In the entries below, how many lines contain the string "client"? Give the number by itself.

-- Extracted entries follows --

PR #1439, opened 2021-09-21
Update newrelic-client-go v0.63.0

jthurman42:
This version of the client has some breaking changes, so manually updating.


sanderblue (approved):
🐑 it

-- Extracted entries concluded --

**Output below**
2